Assignment - Quote exactly the lines from the start of the entries to the one with "I attempted to", both ends included.

Record extracts -
────────
PR #358, opened 2022-06-10
BUGFIX: Fixing for Merging Patch Predictor Output

### LINKED ISSUE #356: Bug: Incorrect output when return_raw=True in predictor.merge_predictions() and overlapping happens
* TIA Toolbox version: 1.1.0
* Python version: 3.7.13
* Operating System: Linux

### Description

Hello everyone,

I attempted to create a mask of the probability outputs for a whole slide image after prediction with the resnet18-kather100k pretrained model. The WSI predictions were made with stride = 100.

After loading the json file of the saved predictions, I passed the appropriate wsi_output through predictor.merge_predictions() with **return_raw=True**. The returned prediction map probabilities appear to be incorrectly scaled. For any single prediction, the probabilities of all classes should add up to 1 and that was not the case for the returned output maps. After Investigating I believe I found the bug in the code below. When looping through the coordinates of the patch predictions, each box is being populated with the predictions. Since stride(100) < patch_size(224) there is some overlap in this case. Currently, the overlapped elements are being overwritten by the current prediction and then being divided by the denominator array. I think the overlapping predictions should be added to instead of overwriting so that dividing by the denominator determines the average. 

Referenced Section:
https://github.com/TissueImageAnalytics/tiatoolbox/blob/1e808d3c846a64fc3ac9fcec7da460bd3ca21e15/tiatoolbox/models/engine/patch_predictor.py#L344-L357

Line with Bug:
https://github.com/TissueImageAnalytics/tiatoolbox/blob/1e808d3c846a64fc3ac9fcec7da460bd3ca21e15/tiatoolbox/models/engine/patch_predictor.py#L351

Proposed Fix: 
`output[tl[1] : br[1], tl[0] : br[0]] += prediction`

### What I Did

```
pred_map = predictor.merge_predictions(wsi_file_name, wsi_output, 
                                           resolution=overview_resolution, 
                                           units=overview_unit, return_raw=True)

np.sum(pred_map[1000,1000,:]) # Sum of probabilities of all classes for a single point in prediction map
Out[3]: 0.16666667194728055
```

vqdang:
To resolve #356

### DIFF
--- a/tiatoolbox/models/engine/patch_predictor.py
+++ b/tiatoolbox/models/engine/patch_predictor.py
@@ -348,7 +348,7 @@ class PatchPredictor:
             tl = np.ceil(np.array(bound[:2]) * fx).astype(np.int32)
             # bot-right for output placement
             br = np.ceil(np.array(bound[2:]) * fx).astype(np.int32)
-            output[tl[1] : br[1], tl[0] : br[0]] = prediction
+            output[tl[1] : br[1], tl[0] : br[0]] += prediction
             if denominator is not None:
                 denominator[tl[1] : br[1], tl[0] : br[0]] += 1
 
--- a/tiatoolbox/models/engine/patch_predictor.py
+++ b/tiatoolbox/models/engine/patch_predictor.py
@@ -42,7 +42,7 @@ class IOPatchPredictorConfig(IOSegmentorConfig):
 
 
 class PatchPredictor:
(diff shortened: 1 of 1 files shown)


shaneahmed (commented):
Need to fix deepsource error.

shaneahmed (approved):
Thanks @vqdang

PR #489, opened 2022-10-14
BUG: Read TIFF Resolution Tags As A Fraction

John-P:
This PR fixes a bug where only the numerator of the TIFF resolution tags was being read.


shaneahmed (approved):
Looks good.

Thanks @John-P

PR #492, opened 2022-10-20
BUG: Fix Bug When OME-TIFF Missing Objective Power

John-P:
This PR refactors the code fro parsing OME-TIFF metadata and fixed a bug where an exception would be raised if the OME XML is missing objective power. This was noticable when there was MPP data but not objective power such as with file created by tifffile.

### DIFF
--- a/tiatoolbox/wsicore/wsireader.py
+++ b/tiatoolbox/wsicore/wsireader.py
@@ -10,13 +10,14 @@ import re
 import warnings
 from datetime import datetime
 from numbers import Number
-from typing import Iterable, Optional, Tuple, Union
+from typing import Iterable, List, Optional, Tuple, Union
 
 import numpy as np
 import openslide
 import pandas as pd
 import tifffile
 import zarr
+from defusedxml import ElementTree
 
 from tiatoolbox import utils
 from tiatoolbox.utils.env_detection import pixman_warning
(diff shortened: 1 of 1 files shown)


tiatoolbox/wsicore/wsireader.py
```diff
@@ -3167,36 +3168,69 @@ def time(string: str) -> datetime:
...
+            dict:
+                Dictionary of kwargs for WSIMeta.
+
+        """
         # The OME-XML should be in each IFD but is optional. It must be
         # present in the first IFD. We simply get the description from
         # the first IFD.
-        from defusedxml.ElementTree import fromstring as et_from_string
-
         description = self.tiff.pages[0].description
```
shaneahmed, line 3193: you are using this line twice once here and then in `_get_ome_xml`. you can get this from `_get_ome_xml`

shaneahmed (commented):
Just one minor comment.
Please can you also check coverage.

tiatoolbox/wsicore/wsireader.py
John-P: This line is being removed. It should only be used on one line in `_get_ome_xml`.

shaneahmed: how about this 
https://github.com/TissueImageAnalytics/tiatoolbox/blob/6d714f4d2dcf5bed053d0f08f0792176b2a5cd60/tiatoolbox/wsicore/wsireader.py#L3193

shaneahmed (approved):
Thanks @John-P

PR #498, opened 2022-10-22
DEV: Update Dependencies

shaneahmed:
- Update dependencies

https://tia-toolbox.readthedocs.io/en/dev-update-dependencies/


docs/requirements.txt
```diff
@@ -1,8 +1,7 @@
-docutils>=0.17.1
 furo>=2022.6.21
-jinja2<3.1.0
-myst-nb>=0.16.0
-myst-parser>=0.17.0
+jinja2
```
shaneahmed, line 2: @John-P please can you confirm why it was pinned to less than 3.1.0?

John-P: This was pinned because of an incompatibility with another library. I can't remember which but it should have been included in a comment somewhere.

John-P: I believe it was the current version of flask to work. This may have been fixed on the latest flaks but I have not tested this.

shaneahmed: ok I will leave this PR for now.

requirements.txt
```diff
@@ -1,31 +1,31 @@
...
+SimpleITK>=2.1.1
+sphinx>=5.3.0
 tifffile>=2021.11.2
-torch>=1.11.0
-torchvision>=0.12.0
-tqdm>=4.63.1
-umap-learn>=0.5.2
-wsidicom>=0.2.0
-zarr>=2.11.1
+torch>=1.12.1
```
shaneahmed, line 26:
```suggestion
torch>=1.13.0
```

docs/requirements.txt
John-P: Looks like it might be fixed on sphinx. I see their requirements has >=3.0: https://github.com/sphinx-doc/sphinx/blob/cd3f2e435000835dd98a11497440bc16a79ec31c/pyproject.toml#L64

Also, readthedocs also automatically installs [sphinx-jinja2-compat](https://pypi.org/project/sphinx-jinja2-compat/) during our builds.

It must be an issue for local builds still. Did you get it to build on your setup with new jinja2 (>3.1)?

shaneahmed: Local build also installs [sphinx-jinja2-compat](https://pypi.org/project/sphinx-jinja2-compat/) and ignores latest version of jinja2 in favour of 3.0.3.

PR #503, opened 2022-11-02
DOCS: Simplify Example Notebook 1

John-P:
This PR aims to simplify the first notebook to make it more readable and very simple for first time users. It is now shorter, with less scary looking code (e.g. complex code for just downloading an example image) and easier for new people to follow.
Docs: https://tia-toolbox.readthedocs.io/en/docs-examples-1/_notebooks/jnb/01-wsi-reading.html

## Changes

- Add a function to the data module to download a simple test image for examples, similar to scikit-image (See below).
- Change masking section to use the `WSIReader.tissue_mask` function and return as `VirtualWSIReader`.
- Remove section of SLIC superpixels.

```python
import tiatoolbox

sample_file_path = tiatoolbox.data.small_svs()
```


shaneahmed (approved):
Looks Good to me.

PR #504, opened 2022-11-03
🐳 DEV: Publishing Docker Images 

mostafajahanifar:
This PR introduces TIAToolbox docker images and a workflow to publish them as packages on `ghcr.io`.

Github Container Registry (`ghcr.io`) is similar to `docker.io` for hosting toolbox packages and allows using Github actions to automatically publish packages on schedule (for example, on new releases).

However, because releasing TIAToolbox packages is never straightforward (requires testing, changing versions and OS depending on requirements, etc.) and it is important not to publish bad containers (because public containers cannot be deleted), I decided to make a workflow action which is manually triggered but builds and publishes all the packages automatically.

There are two important parts to this PR:
1- Docker images introduced in `./docker/` directory which are separated based on different Python and running OS (base image).
2- The workflow action introduced in `./.github/workflows/docker-publish.yml` which manages the build and publishing.

Following [George's suggestion](https://github.com/TissueImageAnalytics/tiatoolbox-docker/issues/2), the publish action automatically tags the containers using `<toolbox_version>-py<python_version>-<os_version>` convention to make it easier for users to understand what is included in each image. For example, someone would be able to download TIAToolbox 1.3.0 with python 3.9 on Ubuntu by specifying this base image in their work:
```
FROM ghcr.io/tissueimageanalytics/tiatoolbox:1.3.0-py3.9-ubuntu
```
We also generate a simple `tiatoolbox:latest` tag based on the latest Ubuntu OS and Python version.

The `docker-publish.yml` workflow automatically manages tagging, provided with the right `TOOLBOX_VER`. As docker images should be checked on each release and only repo owner can publish to `ghcr.io/tissueimageanalytics/tiatoolbox`, this action can only be called through `develop` branch and by Shan (or whoever has admin access). Therefore, on each release, a new PR should be created to make appropriate changes to `docker-publish.yml` (changing the version tag or adding/removing different verison) and docker images (if needed) and then merge that PR into develop to be able to trigger the new action.


.github/workflows/docker-publish.yml
```diff
@@ -0,0 +1,60 @@
+name: Publish cpu dockers
+on:
+  workflow_dispatch
+
+env:
+  REGISTRY: ghcr.io
+  IMAGE_NAME: TissueImageAnalytics/tiatoolbox
+  image: ghcr.io/tissueimageanalytics/tiatoolbox
+  TOOLBOX_VER: 1.3.0
```
shaneahmed, line 9: What will happen when we update the version?

.github/workflows/docker-publish.yml
```diff
@@ -0,0 +1,60 @@
+name: Publish cpu dockers
```
shaneahmed, line 1:
```suggestion
name: Publish CPU dockers
```

.github/workflows/docker-publish.yml
```diff
@@ -0,0 +1,60 @@
...
+          - dockerfile: ./3.7/Debian/Dockerfile
+            mtag: py3.7-debian
+          - dockerfile: ./3.8/Debian/Dockerfile
+            mtag: py3.8-debian
+          - dockerfile: ./3.9/Debian/Dockerfile
+            mtag: py3.9-debian
+          - dockerfile: ./3.9/Ubuntu/Dockerfile
+            mtag: py3.9-ubuntu
+          - dockerfile: ./3.9/Ubuntu/Dockerfile
+            mtag: latest
```
shaneahmed, line 27: How about python 3.10?

.github/workflows/docker-publish.yml
```diff
@@ -0,0 +1,60 @@
+name: Publish cpu dockers
+on:
+  workflow_dispatch
```
shaneahmed, line 3: Trigger on Tags?

.github/workflows/docker-publish.yml
John-P: @shaneahmed This should 🤞 be updated by bump2version. But we may need to make sure this file is in the paths which is checks for version strings.

.github/workflows/docker-publish.yml
John-P: Good suggestion. We could have a special docker release tag if we don't want the regular release tag to trigger this for some reason.

docker/3.9/Ubuntu/Dockerfile
```diff
@@ -0,0 +1,28 @@
...
+RUN apt-get update && apt-get install --no-install-recommends -y python3.9 python3.9-dev python3.9-venv python3-pip python3-wheel build-essential && \
+    apt-get clean && rm -rf /var/lib/apt/lists/*
+
+# create and activate virtual environment
+RUN python3.9 -m venv /opt/venv
+ENV PATH="/opt/venv/bin:$PATH"
+
+RUN pip3 install --no-cache-dir tiatoolbox
+
+FROM ubuntu:20.04 AS runner-image
```
shaneahmed, line 15:
```suggestion
FROM ubuntu:22.04 AS runner-image?
```

.github/workflows/docker-publish.yml
mostafajahanifar: As we discussed in the meeting, I'm against automatic triggering of this as it would be useless. For each publish, image files should be checked if they are working, dependencies should be checked, newer version of OS should be added or unsupported version should be removed. So, instead of automatic trigger, for each publish we should have a separate PR that checks for these and makes the necessary updates to the files and then after merging that PR with develop, this can be triggered from develop branch actions. 

We also we want to make sure that the release is completely successful (no hot bugs) before updating the docker image registry because we don't want to break any application that uses those packages.

I'm not against adding automatic Tags based on version strings tho. However, if we are going to check everything manually before publishing, I don't see a point for going that way either.

.github/workflows/docker-publish.yml
mostafajahanifar: Sure, I will add it.

.github/workflows/docker-publish.yml
mostafajahanifar: Please check my comment here: https://github.com/TissueImageAnalytics/tiatoolbox/pull/504#discussion_r1018959664


I'm not sure how necessary is this and I don't know how this can be realized.

.github/workflows/docker-publish.yml
shaneahmed: As discussed we will trigger this manually.

.github/workflows/docker-publish.yml
John-P: What about D for docker? :p

docker/3.9/Ubuntu/Dockerfile
mostafajahanifar: Done in [7f030d8](https://github.com/TissueImageAnalytics/tiatoolbox/pull/504/commits/7f030d821f83514aad5385703be701e856f583a4)

.github/workflows/docker-publish.yml
mostafajahanifar: Done in [7f030d8](https://github.com/TissueImageAnalytics/tiatoolbox/pull/504/commits/7f030d821f83514aad5385703be701e856f583a4)

shaneahmed (approved):

PR #511, opened 2022-11-22
DEV: Update bump2version config

shaneahmed:
- Update bump2version config for citation and docker

### DIFF
--- a/setup.cfg
+++ b/setup.cfg
@@ -11,6 +11,14 @@ replace = version="{new_version}"
 search = __version__ = "{current_version}"
 replace = __version__ = "{new_version}"
 
+[bumpversion:file:CITATION.cff]
+search = version: "{current_version}"  # TIAToolbox version
+replace = version: "{new_version}"  # TIAToolbox version
+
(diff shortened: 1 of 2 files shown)


setup.cfg
```diff
@@ -22,7 +30,7 @@ spellcheck-targets = comments
 dictionaries = en_US,python,technical
 max-cognitive-complexity = 14
 max-expression-complexity = 7
-per-file-ignores = 
+per-file-ignores =
 	test_*: E800
```
John-P, line 34: Why are we ignoring commented out code in test files?

John-P (commented):
Happy with the change to bump2version config but unsure about ignore E800

setup.cfg
shaneahmed: I think it should flagged on individual lines in the code. Let me create a separate PR for this as I expect there would be errors after removing this.

John-P (approved):
Looks good. Happy to review flake8 E800 exception in a another PR.

PR #512, opened 2022-11-24
DEV: Fix Flake8 E800 for tests

shaneahmed:
- Update `setup.cfg` for flake8 E800.
- Enables `E800` checks - "Found commented out code".
- Remove DeepSource ignore flags from test files.
- Update `requirements.txt` files
- Move comment in `setup.cfg` which is now causing an error.
- Fix DeepSource Errors.

### DIFF
--- a/docs/requirements.txt
+++ b/docs/requirements.txt
@@ -1,5 +1,5 @@
 furo>=2022.6.21
-jinja2>=3.0.3
+jinja2>=3.0.3, <3.1.0
 myst-nb>=0.17.1
 myst-parser>=0.18.1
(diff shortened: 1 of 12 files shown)


John-P:
The problem is https://github.com/TissueImageAnalytics/tiatoolbox/blob/3272bbfd17ae27fb77cf7122cf20cd95762e0896/setup.cfg#L28

Flake8 is trying to parse the comments and is hitting the '#' which is causing an error.
Maybe try moving the comment to the line before or after?

John-P (approved):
────────
Your solution -
PR #358, opened 2022-06-10
BUGFIX: Fixing for Merging Patch Predictor Output

### LINKED ISSUE #356: Bug: Incorrect output when return_raw=True in predictor.merge_predictions() and overlapping happens
* TIA Toolbox version: 1.1.0
* Python version: 3.7.13
* Operating System: Linux

### Description

Hello everyone,

I attempted to create a mask of the probability outputs for a whole slide image after prediction with the resnet18-kather100k pretrained model. The WSI predictions were made with stride = 100.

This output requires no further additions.